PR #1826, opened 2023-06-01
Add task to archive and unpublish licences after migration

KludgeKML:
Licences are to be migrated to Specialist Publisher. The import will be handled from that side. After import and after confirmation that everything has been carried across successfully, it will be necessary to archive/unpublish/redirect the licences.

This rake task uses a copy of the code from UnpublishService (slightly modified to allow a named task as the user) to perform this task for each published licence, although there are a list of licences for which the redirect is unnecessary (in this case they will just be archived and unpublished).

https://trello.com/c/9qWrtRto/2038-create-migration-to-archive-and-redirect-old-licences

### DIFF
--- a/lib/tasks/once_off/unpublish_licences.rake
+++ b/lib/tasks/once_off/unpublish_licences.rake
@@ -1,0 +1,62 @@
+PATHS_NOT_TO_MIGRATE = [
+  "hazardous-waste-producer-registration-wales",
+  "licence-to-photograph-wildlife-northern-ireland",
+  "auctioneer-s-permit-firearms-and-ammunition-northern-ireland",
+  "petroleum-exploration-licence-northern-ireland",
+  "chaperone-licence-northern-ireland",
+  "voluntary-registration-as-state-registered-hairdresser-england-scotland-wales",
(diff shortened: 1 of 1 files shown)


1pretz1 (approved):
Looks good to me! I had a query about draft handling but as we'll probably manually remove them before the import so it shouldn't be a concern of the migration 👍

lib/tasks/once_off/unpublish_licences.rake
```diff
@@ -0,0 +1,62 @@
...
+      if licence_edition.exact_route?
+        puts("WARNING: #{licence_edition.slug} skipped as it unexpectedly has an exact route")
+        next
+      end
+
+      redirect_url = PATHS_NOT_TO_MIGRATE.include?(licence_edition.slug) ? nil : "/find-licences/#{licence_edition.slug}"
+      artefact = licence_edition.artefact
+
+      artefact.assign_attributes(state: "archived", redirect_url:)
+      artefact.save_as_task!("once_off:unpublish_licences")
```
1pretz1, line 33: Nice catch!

## Work instruction
Show every line from the listing that contains "slug".

## Answer to the problem
+        puts("WARNING: #{licence_edition.slug} skipped as it unexpectedly has an exact route")
+      redirect_url = PATHS_NOT_TO_MIGRATE.include?(licence_edition.slug) ? nil : "/find-licences/#{licence_edition.slug}"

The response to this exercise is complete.